**Problem to work on**
Scan the records below and report how many lines include the string "information"; the number alone will do.

**Source material**
PR #17155, opened 2019-10-09
BZ1756296: Added information about default uid and gid.

huffmanca:
Included information about the considerations of Azure File, specifically that the uid will not necessarily match the Pod's.

This is for OCP 4.2.

### DIFF
--- a/modules/dynamic-provisioning-azure-file-considerations.adoc
+++ b/modules/dynamic-provisioning-azure-file-considerations.adoc
@@ -1,0 +1,40 @@
+// Module included in the following assemblies:
+//
+// storage/persistent-storage/persistent-storage-azure-file.adoc
+
+[id="azure-file-considerations_{context}"]
+= Considerations when using Azure File
+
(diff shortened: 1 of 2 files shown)


bmcelvee:
LGTM

modules/dynamic-provisioning-azure-file-considerations.adoc
```diff
@@ -0,0 +1,40 @@
+// Module included in the following assemblies:
+//
+// storage/persistent-storage/persistent-storage-azure-file.adoc
+
+[id="azure-file-considerations_{context}"]
+= Considerations when using Azure File
```
liangxia: The line is render as "CONSIDERATIONS WHEN USING AZURE FILE" does not look correct.

liangxia:
LGTM except the render issue.

vikram-redhat:
Thanks @liangxia. @huffmanca can fix the render issue later tomorrow.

**Response area**
2